Wehe dem, der Symbole sieht!

Sebastian Hartmann findet für Peter Handkes „Publikumsbeschimpfung“ im Malersaal des Schauspielhauses runde, aberwitzige Bilder

Dieses Stück ist eine Vorrede. Es ist nicht die Vorrede zu einem Stück, sondern die Vorrede zu dem, was Sie tun werden. Das Stück trägt den Titel „Publikumsbeschimpfung“, es wendet sich direkt an Sie, lieber Theaterbesucher. Im Malersaal von Sebastian Hartmann inszeniert, sehen Sie, wie das „Sprechstück“ von Peter Handke in ein „Schauspielstück“ übersetzt wird.

Premiere war am Sonnabend. Auf der Bühne werden Sie keine Bühne sehen, die eine Funktion hat. Sie werden einen Spiegel sehen, der nicht nur Spiegel ist. Sie sehen Lichtstreifen, blau, rot, grün, gelb, die wie eine Jukebox blinken, jedesmal, wenn Musik erklingt. Von allem trennt Sie ein Gitterzaun am Bühnenrand, die vierte Wand. Sie werden keine Schauspieler sehen, sondern Menschen, die ihre Strafe absitzen: Schauspieler sein zu müssen, lebenslänglich, bis ins Intimste aufeinander eingespielt. Die werden gebückt auf die Bühne kommen und wie Affen bettelnd am Zaun stehen. Sie werden schreien und flüstern, sie werden sich durchs Gitter zwängen und steckenbleiben.

Der Regisseur macht mit dem Stück, was er will. Vom Handke-Text hat Hartmann wenig übergelassen. Ein Brocken hier, ein paar Brocken dort. Zwischendurch werden die Schauspieler sich der Lücken zwischen den Worten bemächtigen. Sie werden sie mit Slapstick, Playback, Nacktszenen, Nebelmaschine und Zaubertricks füllen. Alles dekonstruktivistische Effekthascherei – Maschinerie der Bühne.

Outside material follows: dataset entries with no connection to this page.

PR #3464, opened 2025-11-14
Fix stylesheets not being applied from widget definitions

jsjames:
Added ref for the generic-widget-components so that a local stylesheet can be rendered correctly.

Fixes https://github.com/openhab/openhab-webui/discussions/3381#discussioncomment-14961096.


florian-h05 (approved):
LGTM, thanks!

PR #3465, opened 2025-11-14
Semantics store: Performance optimizations for setSemantics()

florian-h05:
The `setSemantics()` method was really slow, sometimes taking up to 0.8 seconds to finish according to the Chromium profiler on my machine (AMD Ryzen 9 6900HS, Fedora 42).

There were two main issues:

1. A large amount of writes to reactive refs, causing a lot of reactivity to run.
2. Use of JavaScript array convenience methods, which are usually slower than standard loops.

The issues have been fixed by:

1. Using local variables to write the data to and only assigning once to the reactive refs at the end of the method.
2. Putting everything into a single loop instead of using several convenience method calls, reducing from several iterations over the tags to a single iteration only.

### DIFF
--- a/bundles/org.openhab.ui/web/src/js/stores/useSemanticsStore.ts
+++ b/bundles/org.openhab.ui/web/src/js/stores/useSemanticsStore.ts
@@ -24,28 +24,58 @@ export const useSemanticsStore = defineStore('semantics', () => {
 
   // Actions
   function setSemantics (tags: ModelTag[], i18n: I18n) {
-    Tags.value = tags
-    Tags.value.forEach((tag) => {
-      const tagParts = tag.uid.split('_')
-      tag.parent = tagParts.slice(0, -1).join('_')
-    })
-    Locations.value = tags.filter((t) => t.uid.startsWith('Location')).map((t) => t.name)
-    Equipment.value = tags.filter((t) => t.uid.startsWith('Equipment')).map((t) => t.name)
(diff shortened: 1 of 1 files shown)


florian-h05:
Tested against the semantic model of the demo server at demo.openhab.org.

Nadahar:
I can't really evaluate it "thoroughly enough" to submit a review, but this LGTM 👍 

I think the "reactivity fix" can make a big difference. Are there other "storage functions" that have been rewritten in a similar way? Maybe they could use the same "fix"?

florian-h05:
Skimming through the source code of the other stores, they do less to no processing on their data, and no one does process data and write to reactive refs at such an excessive level as the semantics store did.
So I haven't found other problematic code yet. 

If you find any other slowness and are sure its related to the code (and not the Vite dev server ;-)) please let me know.

Nadahar:
I just checked this out and did a new profiling, and this storage no longer "dominate", and the total loading time seem to have been reduced by almost 3 seconds in the "same test on the same computer".

florian-h05:
I think we are fine to merge, I have double checked and thought about the changes again, the code does the same, just in a different way. The model on the demo server looks the same (having used the demo server as backend for the devserver=).

florian-h05:
> I just checked this out and did a new profiling, and this storage no longer "dominate", and the total loading time seem to have been reduced by almost 3 seconds in the "same test on the same computer".

My profiling lead to the same result :+1:

PR #3468, opened 2025-11-14
Send source with item commands

ccutrer:
While this PR isn't strictly dependent on https://github.com/openhab/openhab-core/pull/5131, it won't do anything useful without it.

### DIFF
--- a/bundles/org.openhab.ui/web/src/js/stores/useStatesStore.ts
+++ b/bundles/org.openhab.ui/web/src/js/stores/useStatesStore.ts
@@ -122,7 +122,7 @@ export const useStatesStore = defineStore('states', () => {
       command,
       'text/plain',
       'text/plain',
-      null
+      { 'X-OpenHAB-Source': 'org.openhab.ui'}
     )
   }
 


florian-h05:
I’d rather send the command to the JSON endpoint where the source can be transmitted in JSON instead of sending it in a header.
 WDYT?

ccutrer:
The mobile developers specifically requested that the web UIs put it in a header because that's easiest for them to intercept from their web views and inject their own package ids.

florian-h05:
Hmm okay. I personally don’t care wrt to Main UI.

bundles/org.openhab.ui/web/src/js/stores/useStatesStore.ts
```diff
@@ -122,7 +122,7 @@ export const useStatesStore = defineStore('states', () => {
       command,
       'text/plain',
       'text/plain',
-      null
+      { 'X-OpenHAB-Source': 'org.openhab.ui'}
```
florian-h05, line 125: If a user is logged in, it would be nice to attach the username.

ccutrer:
The username is attached by org.openhab.core.io.rest if you're logged in. When it adds itself as a "delegated" source. The same is done by org.openhab.io.openhabcloud when it flows that way.

florian-h05 (approved):

PR #3471, opened 2025-11-15
Config params: Accept either "step" or "stepsize"

Nadahar:
As discussed in #3457, I propose to make MainUI "agnostic" in regard to configuration description/parameter property `stepsize` and `step`.  The reason is that this is the only property that doesn't match the name of those used in [XML configuration files](https://www.openhab.org/docs/developer/addons/config-xml.html#xml-structure-for-configuration-descriptions), causing unnecessary confusion.

The idea is to also submit a Core PR if this is merged, to make Core agnostic too.

### DIFF
--- a/bundles/org.openhab.ui/web/src/components/config/controls/parameter-datetime.vue
+++ b/bundles/org.openhab.ui/web/src/components/config/controls/parameter-datetime.vue
@@ -35,8 +35,7 @@ export default {
   },
   computed: {
     step () {
-      if (this.configDescription.stepsize !== undefined) return this.configDescription.stepsize
-      return 60
+      return this.configDescription.step || this.configDescription.stepsize || 60
     }
   },
   methods: {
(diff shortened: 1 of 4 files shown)


bundles/org.openhab.ui/web/src/components/config/controls/parameter-datetime.vue
```diff
@@ -35,8 +35,7 @@ export default {
   },
   computed: {
     step () {
-      if (this.configDescription.stepsize !== undefined) return this.configDescription.stepsize
-      return 60
+      return this.configDescription.step || this.configDescription.stepsize || 60
```
florian-h05, line 38: Keep in mind || applies the „fallback“ if the left side is falsy, which includes 0. 
I don’t think this is a problem here though, because a step size of 0 doesn’t make sense.

Nadahar: Yeah, that one can easily bite you. I've used falsy throughout here though, my idea was that `0` or `undefined` must mean pretty much the same thing for steps...

PR #3482, opened 2025-11-18
Add script to generate TS definitions for oh- components

jsjames:
script to generate typescript definitions for oh- components

- built using the asset/definitions (same as docs)
- fixed some minor issues with current definition

Innocuous change which won't impact the current code in any way.

### DIFF
--- a/bundles/org.openhab.ui/web/build/generate-widget-component-ts.mjs
+++ b/bundles/org.openhab.ui/web/build/generate-widget-component-ts.mjs
@@ -144,7 +144,7 @@ function createCommonOptionsMap() {
 }
 
 function generateCommonTS(mapCommonOptions) {
-  let content = ''
+  let content = '// note: this file is generated and should not be edited by hand\n\n'
   const configCommon = config['_Common'] || {}
   mapCommonOptions.forEach((components, optionProp) => {
     if (components.length > 1) {
@@ -233,7 +233,7 @@ function generateComponentTS(mapCommonOptions) {
 
       content += configStr
 
-      let preamble = ''
+      let preamble = '// note: this file is generated and should not be edited by hand\n\n'
       let postamble = ''
       if (commonComponents.length > 0) {
         preamble += 'import {\n'
--- a/bundles/org.openhab.ui/web/src/types/components/widgets/chart/oh-aggregate-series.ts
+++ b/bundles/org.openhab.ui/web/src/types/components/widgets/chart/oh-aggregate-series.ts
@@ -1,3 +1,5 @@
+// note: this file is generated and should not be edited by hand
+
 import {
   OffsetUnit,
   Type,
--- a/bundles/org.openhab.ui/web/src/types/components/widgets/chart/oh-calendar-axis.ts
+++ b/bundles/org.openhab.ui/web/src/types/components/widgets/chart/oh-calendar-axis.ts
@@ -1,3 +1,5 @@
+// note: this file is generated and should not be edited by hand
+
 import {
   Orient,
   Action,
--- a/bundles/org.openhab.ui/web/src/types/components/widgets/chart/oh-calendar-series.ts
+++ b/bundles/org.openhab.ui/web/src/types/components/widgets/chart/oh-calendar-series.ts
@@ -1,3 +1,5 @@
+// note: this file is generated and should not be edited by hand
+
 import {
   OffsetUnit,
   AggregationFunction,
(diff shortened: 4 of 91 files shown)


jsjames:
@florian-h05, In adding this, I did find a few oddities in the assets/definition (i corrected a couple of them), these I didn't correct:

- oh-card-input has 2 different outline parameters, one as part of CardParameters, one in InputParameters - this renders 2 different listings in the docs.
- actionAnalyzerItems is listed as required - I don't think that is the case (for instance oh-time-series) - should this be changed to optional?

florian-h05:
> oh-card-input has 2 different outline parameters, one as part of CardParameters, one in InputParameters - this renders 2 different listings in the docs.

These actually are two different outlines, but I don't think both can be configured due to the same name??

> actionAnalyzerItems is listed as required - I don't think that is the case (for instance oh-time-series) - should this be changed to optional?

`actionAnalyzerItems` is for widget action `analyzer`, so I think it's correct then that this is required if it's visible.

florian-h05:
Some general questions: 

- Would it make sense to replicate the components directory structure in the types directory?
- Shouldn't type definitions use `.d.ts` as file extension?

jsjames:
> > oh-card-input has 2 different outline parameters, one as part of CardParameters, one in InputParameters - this renders 2 different listings in the docs.
> 
> These actually are two different outlines, but I don't think both can be configured due to the same name??
 
I just tested and if outline: true, then the outline appears for the card and the input element - so there is no way to distinguish between the two for an oh-input-card.

> > actionAnalyzerItems is listed as required - I don't think that is the case (for instance oh-time-series) - should this be changed to optional?
> 
> `actionAnalyzerItems` is for widget action `analyzer`, so I think it's correct then that this is required if it's visible.

jsjames:
> Some general questions:
> 
> * Would it make sense to replicate the components directory structure in the types directory?

This would make the generation script more complicated as it currently only uses the info from the assets/definitions which does not have any directory.  While I agree it would make sense to match the directory logically, i don't know if its worth the complication. thoughts?

> * Shouldn't type definitions use `.d.ts` as file extension?

Yes, I originally had these as .d.ts file, but since I am using typescript enums to build out the options (more on this below), these actually generate runtime objects - and as such the typescript transpiler will give an error when importing non-types from .d.ts files.

Regarding the use of enums, there are several fairly opinionated camps out there.  Some don't like them at all because they aren't strictly types and their "purist" argument is that typescript shouldn't modify/add to the javascript code. They also marginally increase the code size because of the created enum objects.

In this application though, I think the cleanliness of using enums makes a lot of sense as they can be iterated over in the UI. I use this quite a bit in the analyzer in generating the different options for the UI. Obviously if an enum is not use, it is tree-shaken, so the only impact in code-size is for the enum objects created for the ones used.

florian-h05:
> While I agree it would make sense to match the directory logically, i don't know if its worth the complication. thoughts?

I don’t think it’s worth the complication. Instead of this, at least the types should be in a subfolder making it clear those are types for widgets. Probably use the file name/path of the JS definition. Some type of hierarchy order would be helpful.

I agree on using enums, didn’t know this involves the requirement to use .ts instead of .d.ts. Thanks for explaining.

florian-h05:
> I just tested and if outline: true, then the outline appears for the card and the input element - so there is no way to distinguish between the two for an oh-input-card.

That’s rather unfortunate, but we don’t need to fix this here.

jsjames:
> > While I agree it would make sense to match the directory logically, i don't know if its worth the complication. thoughts?
> 
> I don’t think it’s worth the complication. Instead of this, at least the types should be in a subfolder making it clear those are types for widgets. Probably use the file name/path of the JS definition. Some type of hierarchy order would be helpful.
> 
> I agree on using enums, didn’t know this involves the requirement to use .ts instead of .d.ts. Thanks for explaining.

I implemented a directory structure now in the generate-component-ts in the latest update.

jsjames:
changes make sense.

@florian-h05 - I was thinking about something - is it going to be problematic since the name types are equal to the name of the components? For instance, if you are importing both the type definition AND the component, they will both be the same name (unless you import as a different name, but that could be cumbersome).  thoughts?

florian-h05:
Basically we would import now like the following:

```ts
import type { OhSipclient } from '@/types/components/widgets'

const config: OhSipclient.Config = ...
```

That of cource could clash with importing the component, but I wonder how often we need to import both (internal) types and widget components itself.

jsjames:
> Basically we would import now like the following:
> 
> ```ts
> import type { OhSipclient } from '@/types/components/widgets'
> 
> const config: OhSipclient.Config = ...
> ```
> 
> That of cource could clash with importing the component, but I wonder how often we need to import both (internal) types and widget components itself.

Not sure - let's keep as is, if it becomes problematic in the future we can adjust then.

PR #3487, opened 2025-11-18
Item picker: Implement filtering by type, groupType, tags

mherwege:
Related to https://github.com/openhab/openhab-webui/issues/3457#issuecomment-3544910500

This implements the possibility to configure the item picker to filter on item type, item group type and item tags. This allows creating widgets with item pickers to pick from a list of items filtered on type and tag.

A provided list of item types will match any of the types in the list. A provided list of item tags will match any tag in the list. Filtering on both types and tags will only yield items that have one of the types and one of the tags.

Filtering on item group type (groupType parameter name) will always force filtering on group.

When filtering Number items, checks are made for compatible units:
- if the filter is on Number without a dimension, any Number item regardless of the dimension will be returned
- if the filter is on Number with a dimension, only Number items with the same dimension or Number items without dimension will be returned

I added the ability to insert a filter toggle in the item-picker popup (left of the search bar), that allows you to show all items in the list. In normal cases, the relevant items should be filtered. But there have been instances (e.g. add item to channel when using profiles), where the logically matching item types would not apply.
The button is optional, but enabled already for linking items to channels.
It can be used through the props configuration by adding an extra filterCriteria (filterToggle), e.g.:
```
uid: parameterPlayground
tags: []
props:
  parameters:
    - context: item
      description: Only allow selection of Switch and Contact Items
      label: Switch or Contact Item
      name: switchContact
      required: false
      type: TEXT
      groupName: items
      filterCriteria:
        - value: Switch,Contact
          name: type
        - value: "true"
          name: filterToggle
```
This has been put in the filterCriteria as this will not require changes on the core side to be able to save this property configuration. Putting it one level up would require defining the parameter in core, and this is only relevant for the UI.

Filters for selecting a group when adding an item to a group, or selecting an item to add to a group have been refined to assure compatible group and item types. The picker popup for these case has the toggle button to show all (although I fail to see when this could be useful).

### DIFF
--- a/bundles/org.openhab.ui/web/src/components/item/item-form.vue
+++ b/bundles/org.openhab.ui/web/src/components/item/item-form.vue
@@ -153,7 +153,7 @@
                      :items="items"
                      @input="(value) => this.item.groupNames = value"
                      :multiple="true"
-                     :filterGroupType="getCompatibleGroupTypes()"
+                     :filterGroupType="compatibleGroupTypes"
                      :filterToggle="true"
                      :set-value-text="false" />
       </f7-list-group>
@@ -273,6 +273,17 @@ export default {
       set (newPattern) {
         this.item.stateDescriptionPattern = newPattern
       }
+    },
+    compatibleGroupTypes () {
+      if (!this.itemType) return
+      let compatibleGroupTypes = []
+      compatibleGroupTypes.push(this.item.type)
+      if (this.itemType === 'Number') {
+        compatibleGroupTypes.push('Switch')
+      }
+      if (this.itemType === 'Color') { compatibleGroupTypes.push('Switch', 'Dimmer') }
+      if (this.itemType === 'Dimmer') { compatibleGroupTypes.push('Switch') }
+      return compatibleGroupTypes
     }
   },
   methods: {
@@ -370,17 +381,6 @@ export default {
         inputElement.dispatchEvent(new Event('input'))
       }
       this.item.label = event.target.value
-    },
-    getCompatibleGroupTypes () {
-      if (!this.itemType) return
-      let compatibleGroupTypes = []
-      compatibleGroupTypes.push(this.item.type)
-      if (this.itemType === 'Number') {
-        compatibleGroupTypes.push('Switch')
-      }
-      if (this.itemType === 'Color') { compatibleGroupTypes.push('Switch', 'Dimmer') }
-      if (this.itemType === 'Dimmer') { compatibleGroupTypes.push('Switch') }
-      return compatibleGroupTypes
     }
   },
   mounted () {
--- a/bundles/org.openhab.ui/web/src/components/item/group-members.vue
+++ b/bundles/org.openhab.ui/web/src/components/item/group-members.vue
@@ -17,7 +17,7 @@
                        :value="pickedMemberNames"
                        label="Members"
                        :editableOnly="true"
-                       :filterType="getCompatibleItemTypes()"
+                       :filterType="compatibleItemTypes"
                        :filterToggle="true"
                        @input="(members) => pickedMemberNames = members" />
         </f7-list-group>
@@ -69,6 +69,19 @@ export default {
     },
     sortedGroupMembers () {
       return this.groupItem.members.toSorted((a, b) => (a.label || a.name).localeCompare(b.label || b.name))
+    },
+    compatibleItemTypes () {
+      const groupType = this.groupItem.groupType
+      if (groupType) {
+        let compatibleItemTypes = []
+        compatibleItemTypes.push(groupType)
+        if (groupType.startsWith('Number')) { compatibleItemTypes.push('Switch') }
+        if (groupType === 'Color') { compatibleItemTypes.push('Switch', 'Dimmer') }
+        if (groupType === 'Dimmer') { compatibleItemTypes.push('Switch') }
+        return compatibleItemTypes
+      } else {
+        return null
+      }
     }
   },
   methods: {
@@ -118,19 +131,6 @@ export default {
             })
         }
       )
-    },
-    getCompatibleItemTypes () {
-      const groupType = this.groupItem.groupType
-      if (groupType) {
-        let compatibleItemTypes = []
-        compatibleItemTypes.push(groupType)
-        if (groupType.startsWith('Number')) { compatibleItemTypes.push('Switch') }
-        if (groupType === 'Color') { compatibleItemTypes.push('Switch', 'Dimmer') }
-        if (groupType === 'Dimmer') { compatibleItemTypes.push('Switch') }
-        return compatibleItemTypes
-      } else {
-        return null
-      }
     }
   }
 }


bundles/org.openhab.ui/web/src/components/config/controls/item-picker.vue
```diff
@@ -115,7 +116,11 @@ export default {
     this.smartSelectParams.closeOnSelect = !(this.multiple)
     if (this.setValueText) this.smartSelectParams.setValueText = this.setValueText
     if (!this.items || !this.items.length) {
-      this.$oh.api.get('/rest/items?staticDataOnly=true').then((items) => {
+      let url = '/rest/items?staticDataOnly=true'
+      if (this.filterTag) {
+        url = url + '&tags=' + this.filterTag.join('%2C')
```
Nadahar: Doesn't JS have some proper URL/URI class/object that can build URLs and handle URL encoding etc.?

mherwege: Yes, there is. I didn't see much use in the code base, but I changed it.

rkoshak:
I love the inclusion of dimension for number Items!

Nadahar:
I don't know the meaning of `:` in these strings, so I can't quite follow the logic.

But, I have an idea: What if there were some "button" in the picker that could make it ignore the filter? That would be a way to get things done when the filter would otherwise prevent it. Often, you can have situations where a filter is helpful most of the time, but prevents you from doing what you want in more specialized situations. Instead of trying to handle all these "special situations", maybe being able to just disable the filter at will could "solve" this problem?

mherwege:
> But, I have an idea: What if there were some "button" in the picker that could make it ignore the filter? That would be a way to get things done when the filter would otherwise prevent it.

Exactly what I try to achieve. Except, it is much harder than anticipated. The f7 list-item component with smartSelect does not allow you to insert a button in the popup. All my attempts have failed so far. I will probably have to code a custom popup for this to work. And then I need to make sure it keeps on working in all places the item picker is used.
I also want this button to be optionally visible only with a parameter, so I can avoid exposing it where not needed or wanted.
Some of the places the item picker is used already do a pre-filtering on the full list before the picker is even called. The filter toggle would then only be able to return to that pre-filtered list and still not the full list. But that may be OK.

Nadahar:
> Exactly what I try to achieve.

Seems like a good goal, but I don't envy you trying to fight F7 and "smartSelect"... I can only hope that you can achieve it. I don't know if there is some alternative way to achieve the same that doesn't require adding a button - but it's hard to imagine exactly what that could be.

mherwege:
I now added an (optional) button to revert the default filtering and get the full list back.

@Nadahar if you feel like testing it, I would appreciate it. Try the item picker in as many places as possible, as this is used all over the place, always with slightly different properties.

Nadahar:
> Try the item picker in as many places as possible, as this is used all over the place, always with slightly different properties.

I have very limited content in my "dev installation", I usually have to create/construct whatever I want to test. What are the criteria for the button to show? I've tried it on a widget this far, and it looks OK except that the "window" doesn't limit it's size if there are few Items - but that's maybe how it used to work?

edit: It's probably always been "full of nothing" if there are fewer Items, it's just that when the filtering works, you actually see it 👍 

image

Nadahar:
I think I found a place where the filtering works, when trying to link a channel. When I finally "saw" the button, it seems to work nicely. Maybe a mouseover would help explain what it's doing, and when it's "ON" or "OFF":

image

Are there any other places where the filter button will be visible?

mherwege:
At the moment, the only place where I have added it is indeed when trying to link a channel, as that was the pressing issue for @rkoshak. I only want to add it where it does make sense to avoid people expecting to be able to do that without knowing what they do.
However, you can add it as properties of a widget or rule template. I tested it with @rkoshak examples from the linked issue and added configuration parameters as shown in my first post on this PR. So it is fully accessible for templates.

> Maybe a mouseover would help explain what it's doing, and when it's "ON" or "OFF"

Yes, agreed I need to do something about that. I don't know what though. A tooltip will work and is the easiest to implement, but it only works on desktops and not on touch devices. I could make it a real button with some text on it, rather then an icon, but that increases the space required. So I tried to keep it as lean as possible.

mherwege:
I have added some tooltips for this (and the related pick from model icon). These will show when hovering on desktop or on long tap for touch devices.

mherwege:
> Are there any other places where the filter button will be visible?

The only other places in code where I see a filterType applied is in the persistence group configurations, and for picking groups an item belongs to.  In these cases it just filters on groups. No none group items are allowed, so it would not make sense to expose the toggle there. I believe it is now exposed in the only place it could make sense, and as an option to make visible in widget or rule template props.

Nadahar:
> I have added some tooltips

That helped a lot, but I think it would be sufficient with just "Item filter applied" or "No item filter applied"..?

Nadahar:
This is probably more taste than anything, but I think it's clearer that it's a button if I apply `raised` to it:

image

florian-h05:
> That helped a lot, but I think it would be sufficient with just "Item filter applied" or "No item filter applied"..?

I agree.

> This is probably more taste than anything, but I think it's clearer that it's a button if I apply raised to it:

Most buttons aren't raised in the UI, at least not those besides searchbars, see for example the expand model button.

Nadahar:
It was merged in the middle of my "evaluation", but the last thing I would have tweaked is to add `margin-inline-end: 10px` to the button (hopefully, it would work also for RTL when using inline end):

image

florian-h05:
It isn't merged yet ;-)

I wanted to but then saw your comments, so its only approved for now.

florian-h05:
> (hopefully, it would work also for RTL when using inline end):

Do we support RTL? I don't think so, the RTL CSS is not imported.

Nadahar:
> It isn't merged yet ;-)

I'm so used to approval and merging being "two clicks in a row" that I automatically expected one to follow the other 😄

Nadahar:
> Do we support RTL? I don't think so, the RTL CSS is not imported.

I don't know about that, I just always try to think of such things - it doesn't hurt if it works if RTL is applied in the future though.

mherwege:
> Most buttons aren't raised in the UI, at least not those besides searchbars, see for example the expand model button.

Should I change that styling (raised and margin-inline-length), or keep it as is, inline with other uses? I don't think the margin is needed if the button is not raised.

Nadahar:
> I don't think the margin is needed if the button is not raised.

I disagree - when you mouse over, the button gets colored, and then it looks "a bit bugged" when there's no margin there. The margin could probably be smaller if the button isn't raised.

Nadahar:
> Most buttons aren't raised in the UI, at least not those besides searchbars, see for example the expand model button.

Yeah, there's no secret that I don't like "the design" that is applied generally, so this might just be personal preference.

mherwege:
> picking groups an item belongs to

Thinking about it, this filter is currently not applied, but would be possible now: when adding an item to a group, you would only want to add it to a group without groupType or with a compatible groupType. It should fail on others. I think I can still add this in here.

mherwege:
I now added a little margin after the button (but didn't raise it).

There is also better filtering for adding items to groups or selecting groups for an item, making sure the groupType and item type are compatible. The filter toggle is available in these case. I don't actually think it is very useful to see all, so depending on feedback, I may remove it.

This is ready for review again.

bundles/org.openhab.ui/web/src/components/item/item-form.vue
```diff
@@ -369,6 +370,17 @@ export default {
         inputElement.dispatchEvent(new Event('input'))
       }
       this.item.label = event.target.value
+    },
+    getCompatibleGroupTypes () {
+      if (!this.itemType) return
+      let compatibleGroupTypes = []
+      compatibleGroupTypes.push(this.item.type)
+      if (this.itemType === 'Number') {
```
florian-h05: Why do you use equals `Number` here and startsWith in the group-member?
I would expect to also allow Switch for UoM Items.

florian-h05: FYI I changed this to a computed value (better practise, method gets reevaluated on every rerender, computed value is cached).

mherwege: > Why do you use equals `Number` here and startsWith in the group-member? I would expect to also allow Switch for UoM Items.

itemType already has the dimension removed in this class.

PR #3350, opened 2025-09-04
Initial port to Vue3, vite, Framework7 v7.1.5, pinia stores, codemirror 6, vue-i18n v11, ...

jsjames:
Closes #2151.

Fully functioning release.
There are some things left to do, see #3378.

Please report issues in this GitHub discussion: https://github.com/openhab/openhab-webui/discussions/3381
We will then decided how critical the reported bug issue and depending on that, fix it right now or put it on the to do lost: https://github.com/openhab/openhab-webui/issues/3378

PR #3488, opened 2025-11-19
Fix global dayjs locale setup

jsjames:
Regression from #3350.

Addresses setting locale on initial loading of the app.

### DIFF
--- a/bundles/org.openhab.ui/web/src/App.vue
+++ b/bundles/org.openhab.ui/web/src/App.vue
@@ -522,6 +522,9 @@ import { request } from 'framework7'
 import { f7, f7ready } from 'framework7-vue'
 import { mapStores } from 'pinia'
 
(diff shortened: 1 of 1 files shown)


bundles/org.openhab.ui/web/src/App.vue
```diff
@@ -826,7 +826,8 @@ export default {
             })
           this.updateTitle()
 
-          if (data[2]) dayjs.locale(data[2].key)
+          if (data[2]) dayjs.locale(data[2], null, false)
+          console.log('dayjs locale set to', dayjs.locale())
```
florian-h05: Please put the logging into the if clause.

florian-h05:
Apparently this is caused by the en locale not containing several keys: https://github.com/iamkun/dayjs/blob/dev/src/locale/en.js.

I have a fix for that.

Issue #3272, opened 2025-07-14
Item name generation does not take group into account.


lsiepel:
When creating a Chanel link with a new Item, the generated item name does not take the channel group into account. Leading to possible duplicates when the same channel name exists between different groups.

Relates to : https://github.com/openhab/openhab-addons/pull/18630#discussion_r2205684202

oh5m4

pacive:
Got hit by this as well when testing some updates to SMHI Binding. It has several channel groups with the same channels, corresponding to different time offsets (now, in 1 hour, in 2 hours, next day etc.). When using "Create equipment from Thing", this leads to the same Item getting connected to all channels with the same name. E.g., only one "Temperature" Item gets created, which gets connected to all selected temperature channels.

PR #3495, opened 2025-11-20
Link channel -> Item: Include channel group label in new item name

mherwege:
Closes https://github.com/openhab/openhab-webui/issues/3272

When linking a new item to a channel, the proposed name does not consider the channel group. It therefore can lead to double item names.
With this code, if the channel is in a channel group, the channel group label is being included in the proposed name.

@hmerk You may want to have a look, as this changes the automatically generated item names and can have an impact on your widgets.

### DIFF
--- a/bundles/org.openhab.ui/web/src/components/thing/channel-link.vue
+++ b/bundles/org.openhab.ui/web/src/components/thing/channel-link.vue
@@ -111,6 +111,7 @@ export default {
     channelId: String,
     channel: Object,
     thing: Object,
+    thingType: Object,
     opened: Boolean,
     extensible: Boolean,
     context: Object,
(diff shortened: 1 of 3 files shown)


florian-h05:
@hmerk Please let me know what you think.

hmerk:
Indeed, this may have impact on widgets expecting fixed Items names. I have not really come across many equipment using grouped channels, especially for lightning or heating, therefore I cannot really judge the impact of this PR.
But I would weigh the benefit from this PR more, as it prevents having double Item names if using e.g. create Equipment from Thing.

BTW, I will soon start with the next evolution of my Widgets. Perhaps I can find a way to move away from fixed Item names…

PR #3506, opened 2025-11-23
Increase delay for "Communication failure" toast

florian-h05:
Fixes an issue where the popup always appeared when opening the iOS app.


digitaldan:
Oh, thank you ! 🙏

florian-h05:
Let me know if the delay still is not enough, I don't think it would harm putting it to 5 secs.

digitaldan:
I think it would be good to increase to 5 seconds.  The current delay definitely helps, but i'm still occasionally getting this pop up when opening the app.

florian-h05:
See #3522.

Sie aber, lieber Zuschauer, werden darüber lachen, weil jeder Gag kommt, den Sie irgendwann erwarten. Guido Lambrecht läuft gegen die Wand, Thomas Lawinsky fällt ins Wasser, Felix Goeser rutscht aus und Peter René Lüdicke bleibt im Zaun stecken. Der Text ist ein Spielball: „Herr Lüdicke, wie wär‘s denn mal mit dem Handke-Text?!“

In der Halbzeit werden Sie sich fragen, ob Sie gehen sollen. Dreißig ultra-fesselnde, wortlose Minuten später – in denen Sie verfolgen, wie Thomas Lawinsky einen Spiegel auf die Bühne trägt, ihn Ihnen kurz vorhält, woraufhin sich alle vier Schauspieler Mehl aufs Haupt schütten – werden Sie geblieben sein!

Hartmann hält die Balance zwischen der tautologischen Interpretationsmasse seiner Bilder und dem aberwitzigen Ritt von Lambrecht & Co. über die Handlungsleere. Die größte Beschimpfung des Publikums ist die Langeweile. Zu sehen, wie sie misslingt, ist ein Genuss!